Mr Copson argued that in the debate that the differing roles Islam gives the genders is not merited by an argument that they are different – he said that differing biology does not give a religion the right to give different rights. or duties

I countered to Mr Copson, to put his claim to the test – he claims equality, so do men and women have the same reproductive rights? Andrew agreed that generally they should be equal. So I continued by asking whether both the man and the woman have the same right to a developing foetus in the womb (since they both created it)?” He said yes. Then I asked if the woman wants to terminate the foetus, but the man wants it to live – can the women terminate it anyway? – to which Andrew replied that it was impossible for the state to tie a woman down to prevent women from terminating their own foetus over 9 months. To which I replied that there was no need to tie a woman down, my question is, should the state enact legal punishments for women who terminate the foetus containing his genetic material, without the consent of the man?, shouldn’t the man have an equal say in the fate of the foetus he helped create from himself?” – to this Mr Copson responded as most Liberals would –  the woman is the one who carries the child, it should be her choice.

So I said, “exactly”, even you concede that biological difference necessitates unequal rights and treatment” (despite it permitting a horrific action in Western law). The Atheist side went silent…the debate went on to the next point…

Video will be out soon Inshallah.


6 replies

  1. Your argument concerning abortion rights is one that I have come up with myself, although you have articulated it far better than I did.


  2. Well done Akhi truth is a bitter pill to swallow, but it must be taken to cure illness.


  3. Do the Christians let you down often, because I seem to remember you complaining about a “Wingman failure” on a previous occasion when you debated with secular atheists. It seems the Christians don’t have the confidence or courage to take on the secularists or atheists.


  4. 1
    You ask, in para 5 ‘Nature or ‘evolution’ doesn’t care about equality or fairness, so where do we get this idea from?…I suppose that you would say ‘from God – where else?. To which I reply ‘That is not an answer.
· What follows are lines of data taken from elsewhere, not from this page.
PR #1244, opened 2023-05-13
Save type on step 1 of create organization

### LINKED ISSUE #1209: Create Organisation: Org type selecte in step one is not applied in step 2
**Describe the bug**
When creating an organisation, the user needs to select an organisation type in step one. This type is not carried over to step 2 and needs to be selected again. Step 2 is also missing clear indication of which fields are required. 

**To Reproduce**
1. Got to Profile page and create organisation 
2. Input name, location and org type 
3. click next 
4. see error -> Org type not applied

**Expected behavior**
Org type input in step one should be carried over to step two. In addition, there should be a possibility to go back to step one, which we currently do not have.

**Screenshots**

https://user-images.githubusercontent.com/64414429/221816134-92e7b7a7-ef48-4ea7-baef-013da3595c1d.mp4

positiveimpact:
Fixes #1209. The types you selected in step 1 of "create organization" did not carry over to step 2. You had to select the organization types again. This is now fixed. Additionally I fixed the broken loading animation of the create organization page.


frontend/src/components/account/EditAccountPage.tsx
```diff
@@ -800,6 +800,7 @@ export default function EditAccountPage({
                     infoMetadata
                   ).map((typeObject) => (
                     <Chip
+                      color="secondary"
```
MarcoRehmer, line 803: here you have a double property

Where does God (if there is one) get his (or her?) idea of equality and fairness from?. Anyway, what makes you so sure that God (if there is one) cares anything for equality and fairness?
    Going on to what you say in para 6. You ask the wrong question. The question is not ‘are all people alike in intellect and ability?’ No, there question is ‘are all people alike in that they can suffer. Have you seen the ‘Merchant of Venice’ ? If so, do you remember what Shylock the Jew says at the trial? I say that everyone is equal in the sense that everyone has an equal right to kindness ans respect unless they do something to forfeit that right.
    In para 10 you discuss reproductive rights. You point out that men cannot carry babies as women can- quite right! But so what? What is worth doing is to ask if men have much right to sire babies as women have to carry them– and vice versa. If you say ‘yes of course’, you all but agree that men and women should have equal reproductive rights -surely?